Het Nederlandsch Congres te Maastricht, dat niet zeer druk werd bezocht, en waar vooral geen katholieken genoeg waren - onze vakantiën gaan immers op in congressen en bijeenkomsten, de eene al noodzakelijker dan de andere - heeft toch weeral zijn zending gehad. Het heeft ten eerste voldingend bewezen ‘dat het belang der Congressen dringend eischt: afschaffing der Afdeelingen, beperking der onderwerpen tot die van algemeen Nederlandsch belang, wering der bespreking van bepaalde vakbelangen en samentrekking van alle belangstelling op algemeene vergaderingen, zoo mogelijk met de verplichting, dat zij, die zich bereid hebben verklaard over een belangrijk onderwerp het woord te voeren, niet dan in de uiterste noodzakelijkheid daarvoor kunnen bedanken. Een tweede gevolg van dit Congres zal zijn de oprichting van een standbeeld voor Hendrik van Veldeke, die reeds in de 12e eeuw in de landstaal dichtte, en wien Prof. te Winkel nog meer dan een Maerlant de eer wilde geven de vader der Dietsche dichteren algader te heeten.’ Maar éenig was dit Congres als uiting van Vlaamsch bewustzijn: ‘Voor allen die er getuigen van waren, zal die Maandagmiddag onvergetelijk blijven, toen daar die beminnelijke redenaar, Mr Franck, van Antwerpen, zijn toehoorders in een Vlaamsch, dat het schoonste Nederlandsch in welluidendheid overtrof, de blijde verwachting deelachtig deed worden, dat Gent zal krijgen zijn Vlaamsche Hoogeschool. En toen na dezen nog jongen strijder de grijze Max Rooses het podium besteeg, de man die de moeilijke jaren heeft meegemaakt, toen er tientallen in de gelederen stonden, waar nu duizenden optrekken, toen kwam er ontroering in de luisterende schare, aandoening die weer werd weggelachen toen Dr Gunzburg, van Antwerpen, namens de jongeren een opwekkend woord kwam spreken, en de jonge advocaat Van Dieren kwam getuigen van Mgr Mercier's bekeering voor de Vlaamsche zaak en optimistisch kwam vertellen dat de Gentenaars wel mochten oppassen, want dat de Leuvensche Hoogeschool hen weleens een geduchte Vlaamsche mededinging kon aandoen. Ja, wel heeft dit Congres in het teeken der Vlaamsche Beweging gestaan....’ (Neerlandia).

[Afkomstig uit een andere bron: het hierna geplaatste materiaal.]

PR #158, opened 2023-05-07
Add runtime UI/RRUserWidget used as RRBaseRobot's tooltip

Tadinu:
* Add `URRUserWidget` inheriting from `UUserWidget`, containing a default TextBlock
* `ARRBaseRobot` add `bTooltipEnabled` (defaulted as False) + tooltip/label component as `URRUserWidget`, used in case of showing its debug content like id name, status, etc.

Schitterend geslaagd én als Vlaamsche betooging én als openbaring van intellectueele Vlaamsche levenskracht zijn de drie September-congressen te Antwerpen geweest. Men heeft het gezien en zelfs dezen die 't minder graag zien hebben het moeten zien: als het Vlamingen regent, dan schijnt | |
[pagina 295]
| |
Gods blijde zon - met een glans en een warmte die al wat nog sluimerde voor de toekomst vruchtbaar maakt.
In Groot Nederland, September-nummer voltooit Frederik Van Eeden zijn nieuw tooneelstuk: In kenterend Getij: een dubbel-drama. 't Eerste heet De Zendeling, het tweede: De Stamhouder. Het 1e spel werd aangeboden aan en afgewezen door de ‘Nederlandsche Tooneelvereeniging’, de Koninklijke Vereeniging, ‘het Nederlandsch Tooneel’, ‘de Rotterdamsche Tooneelisten’ en anderen.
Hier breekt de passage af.